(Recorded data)
.....

PR #951, opened 2022-08-22
docker: set fd limit for containers

tych0:
There was a limit before, but it was docker's default at a bit over 1M:

open files                          (-n) 1048576

let's drop it to a more reasonable 100k.

### DIFF
--- a/executor/runtime/docker/docker.go
+++ b/executor/runtime/docker/docker.go
@@ -477,7 +477,12 @@ func (r *DockerRuntime) mainContainerDockerConfig(c runtimeTypes.Container, bind
 		Soft: ((c.Resources().Disk * MiB) + 1*GiB),
 		Hard: ((c.Resources().Disk * MiB) + 1*GiB),
 	}
-	hostCfg.Ulimits = []*units.Ulimit{coreLimit}
+	fdLimit := &units.Ulimit{
+		Name: "nofile",
+		Soft: 100000,
+		Hard: 100000,
+	}
+	hostCfg.Ulimits = []*units.Ulimit{coreLimit, fdLimit}
 
 	// This is just factored out mutation of these objects to make the code cleaner.
 	r.setupLogs(c, hostCfg)


tych0:
Looks like this is what Kyle is trying to fix:

```
ERROR:  Error installing fpm:
	The last version of public_suffix (< 6.0, >= 2.0.2) to support your Ruby & RubyGems was 4.0.7. Try installing it with `gem install public_suffix -v 4.0.7` and then running the current command again
	public_suffix requires Ruby version >= 2.6. The current ruby version is 2.5.0.
```

solarkennedy:
please rebase

executor/runtime/docker/docker.go
```diff
@@ -477,7 +477,12 @@ func (r *DockerRuntime) mainContainerDockerConfig(c runtimeTypes.Container, bind
 		Soft: ((c.Resources().Disk * MiB) + 1*GiB),
 		Hard: ((c.Resources().Disk * MiB) + 1*GiB),
 	}
-	hostCfg.Ulimits = []*units.Ulimit{coreLimit}
+	fdLimit := &units.Ulimit{
+		Name: "nofile",
+		Soft: 100000,
```
solarkennedy, line 482: This seems low?

I swear I've changed this in the past, but I guess it didn't work because it must have been in some other codebase.

idk, of course the most important part is that there is *some* bound.
How high can we get away with, can we do 1mil ?

tych0: The docker default is ~1M, so that's where things are currently at. In terms of what we can get away with, I don't know. The bug that triggered this PR was tasks leaking 400-700k fds, and nothing fell over. However, that is so far above what we usually use that the graphs looked scary. Maybe that's fine, though.

nickbp: 100k is pretty high, it's about what some high-fd services would recommend for production:
- [kafka](https://docs.confluent.io/platform/current/kafka/deployment.html): "You should increase your file descriptor counttoat least 100,000."
- [cassandra](https://docs.datastax.com/en/cassandra-oss/3.x/cassandra/install/installRecommendSettings.html): "nofile 100000"

Is that 1M docker limit across all containers? If so then 100k/container would probably make sense to reduce the likelihood of multiple high-fd containers conflicting

tych0: > Is that 1M docker limit across all containers? If so then 100k/container would probably make sense to reduce the likelihood of multiple high-fd containers conflicting

No, it is per container.

solarkennedy (approved):

PR #1992, opened 2023-11-06
feat(home): delay autoscrolling on the news' first slide

wescopeland:
A trivial UX improvement to the home page news carousel. Show the first slide for significantly longer (~20 seconds) before beginning autoscrolling to slide 2.

Whatever is on the first slide is likely the most important item for incoming users to see, so it should receive more prominence in the component.

### DIFF
--- a/resources/js/alpine/newsCarouselComponent/newsCarouselComponent.test.ts
+++ b/resources/js/alpine/newsCarouselComponent/newsCarouselComponent.test.ts
@@ -119,7 +119,7 @@ describe('Component: newsCarouselComponent', () => {
     render();
 
     // ACT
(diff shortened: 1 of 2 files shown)


Jamiras (approved):
I think the initial delay might be too much. According to my stopwatch, it was 21 seconds for the first panel, then 7 seconds for the other panels. 10 or maybe 15 seconds for the first panel might be better.

wescopeland:
Not a problem -- I've shortened the delay by about 7 more seconds in https://github.com/RetroAchievements/RAWeb/pull/1992/commits/bec313e74dd1875b3c07c837d43808dbdbbf6b0c.

PR #1995, opened 2023-11-06
show last game-related activity for claimant to moderators

Jamiras:
Adds an additional line for each claimant (only visible to Moderators) indicating the last time the claimant has done anything related to the game. The most simple case is just loading the game, as that's required to do anything else.
image

With the move to v5, we no longer have activity data prior to v5 (about 14 Oct 2023), so if no playing activity is seen, we look to see when the last achievement edit or code note was made. As time progresses, we'll have more v5 playing activity to look at.

image

image

For collaborations, a line is provided for each collaborator.
image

.....

### EXERCISE OBJECTIVE
Set down precisely the lines above between the line holding "PR #1992, opened 2023-11-06" and the line holding "A trivial UX", inclusive, and nothing beyond them.

### RESULT OF THE EXERCISE
PR #1992, opened 2023-11-06
feat(home): delay autoscrolling on the news' first slide

wescopeland:
A trivial UX improvement to the home page news carousel. Show the first slide for significantly longer (~20 seconds) before beginning autoscrolling to slide 2.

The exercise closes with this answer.